Case and point: I took our the car into the shop yesterday morning, because it was making some fun-ky noises. I had to stand in line for about 30 minutes before it was my turn to explain to the nice man behind the counter just exactly what I thought was wrong with the car. This meant lots of hand-waving and odd noise-making to mimic exactly the "clunk-clunk-rattle-clunk" of the front left tire and the "wah-wah-waaah" of the back right tire every time we came to a stop. (See!! There's the "we!" I can't escape it!) Not sure how the waving of my hands was going to help, but they were waved. So, I was standing in line with 30 very long minutes to plan detail by detail exactly what I was going to say.

Thought: We brought in the car last weekend--Wait!--Why am I saying "we" when I'm the only one here.

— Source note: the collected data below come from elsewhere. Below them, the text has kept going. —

Issue #6925, opened 2023-08-29
unable to style data table group headers


tedinspace:
I would like the group headers of my datatable to be styled differently but have been unable to achieve this

### Expected Behavior

including

` dataTable: {
    groupHeader: {
      background: "red"
    },
  }`
in the grommet custom grommet theme object, should make the group header red 

`<DataTable columns={columns} data={DATA} sortable onSelect={()=>{}} groupBy={"location"}/>`

according to my understanding of the docs
https://v2.grommet.io/datatable#dataTable.groupHeader.background

### Actual Behavior

the group header remains unstyled

### URL, screen shot, or Codepen exhibiting the issue

you can find repo here: [X](https://github.com/tedinspace/grommet-datatable-issue)

grommet theme call: [X](https://github.com/tedinspace/grommet-datatable-issue/blob/main/src/App.tsx)

datatable call: [X](https://github.com/tedinspace/grommet-datatable-issue/blob/main/src/GroupedTable.tsx)

### Steps to Reproduce

1. used create react app with typescript: `npx create-react-app $APP_NAME --template typescript`
2. installed packages `npm install grommet styled-components --save` and `npm install grommet-icons grommet-styles --save`
3. rolled back `styled-components` to version `^5.3.11` for compatibility with grommet 

### Your Environment

I've also tested in a windows dev environment with same result 

- Grommet version: 2.33.1
- Browser Name and version: Chrome Version 116.0.5845.110 (Official Build) (x86_64)
- Operating System and version (desktop or mobile): Mac OS 10.14.6 desktop

jcfilben:
For anyone else looking into this issue here is a codesandbox that reproduces the problem: https://codesandbox.io/s/grommet-v2-template-forked-kwc6xn?file=/index.js

jcfilben:
Resolved by https://github.com/grommet/grommet/pull/6986

PR #3146, opened 2019-06-06
update DataTable groupby to fold only groups with >1 member

dgennetten:
#### What does this PR do?
DataTable groupBy should only fold groups with >1 member
#### Where should the reviewer start?
https://github.com/grommet/grommet/issues/2661
### What testing has been done on this PR?
Chrome/Edge-chromium
#### How should this be manually tested?
storybook sample
#### Any background context you want to provide?
https://github.com/grommet/grommet/issues/2661
#### What are the relevant issues?
There are pre-existing minor layout issues which this PR does not fix
#### Do the grommet docs need to be updated?
No
#### Should this PR be mentioned in the release notes?
Yes
#### Is this change backwards compatible or is it a breaking change?
non-breaking

PR #6986, opened 2023-10-22
Fix groupHeader theming properties for DataTable (#6925)

miqh:
Hello there,

Another pull request, this time aimed at addressing #6925.

A noteworthy side effect of my proposed fix involved updating existing test snapshots for DataTable. In particular, those which used `groupBy` for row grouping. I can only guess that this was because theme properties relating to `groupHeader` were never fed through properly.

---

#### What does this PR do?

Ensures that any theme properties (e.g. https://v2.grommet.io/datatable#dataTable.groupHeader.background) used to customise a DataTable component are incorporated for rendering.

Making sure that the test snapshots I updated are within reason.

I used the available DataTable stories in addition to adding an extra test that covers the provision of `groupHeader` theme properties.

Any DataTable story that involves `groupBy` would be affected by this change (i.e. because even the default `groupHeader` theme properties didn't appear to be passed along).

None.

#6925

This should now be the default appearance when using `groupBy`:

image

Edited the custom theme story for DataTable to demonstrate `groupHeader` theme properties being changed:

image

Likely, as it involves a visual change that would immediately affect anybody using `groupBy` with DataTable.

As mentioned above, this change will alter the default look of DataTable when using `groupBy`, but it's in the interest of allowing people the ability to customise the appearance of row groups if they don't want the default.

### DIFF
--- a/src/js/components/DataTable/DataTable.js
+++ b/src/js/components/DataTable/DataTable.js
@@ -419,7 +419,10 @@ const DataTable = ({
   const bodyContent = groups ? (
     <GroupedBody
       ref={bodyRef}
-      cellProps={{ body: cellProps.body, groupHeader: cellProps.groupHeader }}
+      cellProps={{
+        body: cellProps.body,
+        groupHeader: { ...cellProps.body, ...cellProps.groupHeader },
+      }}
       columns={columns}
       disabled={disabled}
       groupBy={typeof groupBy === 'string' ? { property: groupBy } : groupBy}
--- a/src/js/components/DataTable/DataTable.js
+++ b/src/js/components/DataTable/DataTable.js
@@ -419,7 +419,7 @@ const DataTable = ({
   const bodyContent = groups ? (
     <GroupedBody
       ref={bodyRef}
-      cellProps={cellProps.body}
+      cellProps={{ body: cellProps.body, groupHeader: cellProps.groupHeader }}
       columns={columns}
       disabled={disabled}
       groupBy={typeof groupBy === 'string' ? { property: groupBy } : groupBy}
--- a/src/js/components/DataTable/GroupedBody.js
+++ b/src/js/components/DataTable/GroupedBody.js
@@ -165,7 +165,9 @@ export const GroupedBody = forwardRef(
             } = row;
             const cellProps = normalizeRowCellProps(
               rowProps,
-              cellPropsProp,
+              context === 'groupHeader'
+                ? cellPropsProp.groupHeader
+                : cellPropsProp.body,
               primaryValue,
               index,
             );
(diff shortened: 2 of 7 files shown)


jcfilben (commented):
Nice work, I'm thinking since previously the dataTable.groupHeader content defined in the base theme was not being used let's change it to:

```javascript
groupHeader: {
//  background: undefined,
//  border: undefined,
//  pad: undefined
},
```

This way people using grouped DataTable will be able to customize this but it won't change by surprise when this change gets released.

MikeKingdom (commented):
Like you hint at in the description, for backward compatibility, I think this needs to fallback to use cellProps.body like before if the groupHeader props aren't defined.

image

miqh:
@jcfilben, regarding your suggested adjustment:

> ```js
> groupHeader: {
> //  background: undefined,
> //  border: undefined,
> //  pad: undefined
> },
> ```

This won't preserve existing style compatibility.

The suggested adjustment would instead yield something like the following (take note of the misaligned expansion buttons):

image

The `pad` member needs to be set to the same default as the `body` context (as hinted to by @MikeKingdom as well) because this what's currently passed through. 

In any case, I've adjusted the default theme settings, updating test snapshots as well.

---

While doing this update, I noticed `groupEnd` is present in the thematic variables, but there's no documentation regarding its customisation potential (perhaps right so, because it'll need some extra change to support).

https://github.com/grommet/grommet-site/blob/master/src/screens/DataTable.js

Similar to what's happened with `groupHeader`, the changes (https://github.com/grommet/grommet/pull/3146) which introduced `groupEnd` didn't appear to adjust DataTable accordingly to feed through the correct thematic variables.

If you want this done for this pull request too, I'm able to add more changes.

miqh:
Hi @jcfilben,

I've been cleaning out some stale pull request contributions and noticed this one.

Based on my last comment, I don't believe any further changes on my part are needed (unless I've missed something).

The `groupEnd` matter can be raised as a separate issue if need be.

miqh:
@jcfilben, I feel a bit silly glossing over the point about `cellProps.body` as a fallback.

It was raised much earlier too, so I wasn't reading carefully enough.

So, with the fallback to `cellProps.body`, I've been able to get rid of the default theme value for `dataTable.groupHeader.pad` and for DataTable itself to preserve its presentation.

Hope that does it.

jcfilben:
> @jcfilben, I feel a bit silly glossing over the point about cellProps.body as a fallback.
> 
> It was raised much earlier too, so I wasn't reading carefully enough.
> 
> So, with the fallback to cellProps.body, I've been able to get rid of the default theme value for dataTable.groupHeader.pad and for DataTable itself to preserve its presentation.
> 
> Hope that does it.

No worries! Thanks for getting these changes in, code looks good!

jcfilben (approved):

MikeKingdom (approved):
LGTM! Thanks!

That would sound really weird if I said "we."

Rethought: I brought our car in last weekend--Wait!--"Our" car. But, its just me! Why can't it be my car? And, besides, technically, both Hubs and I brought the car in last weekend, but I immediately went and sat with his mom in her car while he went into the shop and gave them the keys and the problem. So, technically, Hubs brought it in. What's wrong with me!?

Re-Rethought: My husband brought our car in last weekend. There, that's much better. Because I mention Hubs, I can say "our" car and not sound like a total freak.

In the end, I have no recollection of what exactly it was that I said. But, isn't it pathetic that the "we" war was raging through my head for the entire 30 minutes that I stood in line? It got me thinking that I will struggle with the "we" war from here on out.

Is it bad that I now think of Hubs and I as a unit and that what happens to me, happens to him and that what I do, we both do?? Is that crazy!? I'm crazy.


-This is for Sandra: Sandy, dump him!!!


-Hubs and I joined my family at the beach this past weekend. While people-watching on the beach, I noticed a very large number of little people, and by little people, I mean those persons from age 11 to 14, walking down the beach with their cell phones open, in hand and texting. Ridiculous! Can you even see the screen in the bright, beach light!? Kids these days....


-Ok, now I have to go get ready for work. Byyyyeee!